What to do -
Your answer must be an exact copy of all the entries.

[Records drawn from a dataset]
══════════════════════════════

PR #936, opened 2015-10-09
approx_quat_slerp

### LINKED ISSUE #914: Optimization opportunity: Math.acos() and Math.sin() are relatively slow in Quaternion::Slerp() on Emscripten.
Looking at a profile of 06_SkeletalAnimation with the number of skinned models increased to 2000, it looks like browser built-ins `Math.acos` and `Math.sin` called by `Quaternion::Slerp` take up a total of 11.6% of total CPU time spent.

Unfortunately it is difficult to optimize those functions in browser side, one issue being that the browser's hands are tied due to precision guarantees, and that the generic variant must assume unbounded input number, and do range reduction on the input.

On the engine side however, it would be possible to do better manually by exploiting the fact that in slerp, `acos` is ever called with a number in the range `[0,1[`, which allows writing a custom version (LUT, or Lagrange interpolating polynomials are common choices) that's faster for this specific purpose.

juj:
Optimize Quaternion::Slerp() to remove the costly trigonometric functions and replace them by approximations instead. The approximations have been profiled to generate a maximum interpolation error of 0.38 degrees (see test Quat_Slerp_precision in MathGeoLib). In native 64bit Windows 8.1 VS2015 builds, testing in 06_SkeletalAnimation sample with 2000 Jacks, the time taken in Quaternion::Slerp() is reduced by -17.4%, and in Emscripten build of the same sample running in Firefox 41, the time taken by Quaternion::Slerp() is reduced by -44.7%. Closes #914.

### DIFF
--- a/Source/Urho3D/Math/Quaternion.cpp
+++ b/Source/Urho3D/Math/Quaternion.cpp
@@ -238,31 +238,36 @@ Matrix3 Quaternion::RotationMatrix() const
 
 Quaternion Quaternion::Slerp(Quaternion rhs, float t) const
 {
-    float cosAngle = DotProduct(rhs);
-    // Enable shortest path rotation
-    if (cosAngle < 0.0f)
+    float angle = DotProduct(rhs);
+    float sign = 1.f; // Multiply by a sign of +/-1 to guarantee we rotate the shorter arc.
+    if (angle < 0.f)
     {
-        cosAngle = -cosAngle;
-        rhs = -rhs;
+    angle = -angle;
+    sign = -1.f;
     }
 
-    float angle = acosf(cosAngle);
-    float sinAngle = sinf(angle);
-    float t1, t2;
-
-    if (sinAngle > 0.001f)
+    float a;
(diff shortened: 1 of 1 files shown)


Mike3D:
Very interesting :+1:
Do you have knwoledge in inverse kinematics?

juj:
Thanks - I have written a Cyclic Coordinate Descent and a Jacobian Transpose solver some ~7 years ago, been a long time since I worked on that. No doubt the same type of slerp operation is useful there as well, this could speed up some of Urho3D ragdoll, if it implements them manually (did not check).

cadaver:
For consistency, as the math code doesn't use approximations elsewhere, I'll #ifdef __EMSCRIPTEN__ this. Users can of course choose to remove it and use the optimized version regardless of platform.

juj:
Yeah, that sounds good. I was pondering whether to do this Emscripten only, since the performance impact is most in Emscripten side, but then thought to propose it unconditionally for determinism across platforms.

══════════════════════════════

Exercise response -
PR #936, opened 2015-10-09
approx_quat_slerp

### LINKED ISSUE #914: Optimization opportunity: Math.acos() and Math.sin() are relatively slow in Quaternion::Slerp() on Emscripten.
Looking at a profile of 06_SkeletalAnimation with the number of skinned models increased to 2000, it looks like browser built-ins `Math.acos` and `Math.sin` called by `Quaternion::Slerp` take up a total of 11.6% of total CPU time spent.

Unfortunately it is difficult to optimize those functions in browser side, one issue being that the browser's hands are tied due to precision guarantees, and that the generic variant must assume unbounded input number, and do range reduction on the input.

On the engine side however, it would be possible to do better manually by exploiting the fact that in slerp, `acos` is ever called with a number in the range `[0,1[`, which allows writing a custom version (LUT, or Lagrange interpolating polynomials are common choices) that's faster for this specific purpose.

juj:
Optimize Quaternion::Slerp() to remove the costly trigonometric functions and replace them by approximations instead. The approximations have been profiled to generate a maximum interpolation error of 0.38 degrees (see test Quat_Slerp_precision in MathGeoLib). In native 64bit Windows 8.1 VS2015 builds, testing in 06_SkeletalAnimation sample with 2000 Jacks, the time taken in Quaternion::Slerp() is reduced by -17.4%, and in Emscripten build of the same sample running in Firefox 41, the time taken by Quaternion::Slerp() is reduced by -44.7%. Closes #914.

### DIFF
--- a/Source/Urho3D/Math/Quaternion.cpp
+++ b/Source/Urho3D/Math/Quaternion.cpp
@@ -238,31 +238,36 @@ Matrix3 Quaternion::RotationMatrix() const
 
 Quaternion Quaternion::Slerp(Quaternion rhs, float t) const
 {
-    float cosAngle = DotProduct(rhs);
-    // Enable shortest path rotation
-    if (cosAngle < 0.0f)
+    float angle = DotProduct(rhs);
+    float sign = 1.f; // Multiply by a sign of +/-1 to guarantee we rotate the shorter arc.
+    if (angle < 0.f)
     {
-        cosAngle = -cosAngle;
-        rhs = -rhs;
+    angle = -angle;
+    sign = -1.f;
     }
 
-    float angle = acosf(cosAngle);
-    float sinAngle = sinf(angle);
-    float t1, t2;
-
-    if (sinAngle > 0.001f)
+    float a;
(diff shortened: 1 of 1 files shown)


Mike3D:
Very interesting :+1:
Do you have knwoledge in inverse kinematics?

juj:
Thanks - I have written a Cyclic Coordinate Descent and a Jacobian Transpose solver some ~7 years ago, been a long time since I worked on that. No doubt the same type of slerp operation is useful there as well, this could speed up some of Urho3D ragdoll, if it implements them manually (did not check).

cadaver:
For consistency, as the math code doesn't use approximations elsewhere, I'll #ifdef __EMSCRIPTEN__ this. Users can of course choose to remove it and use the optimized version regardless of platform.

juj:
Yeah, that sounds good. I was pondering whether to do this Emscripten only, since the performance impact is most in Emscripten side, but then thought to propose it unconditionally for determinism across platforms.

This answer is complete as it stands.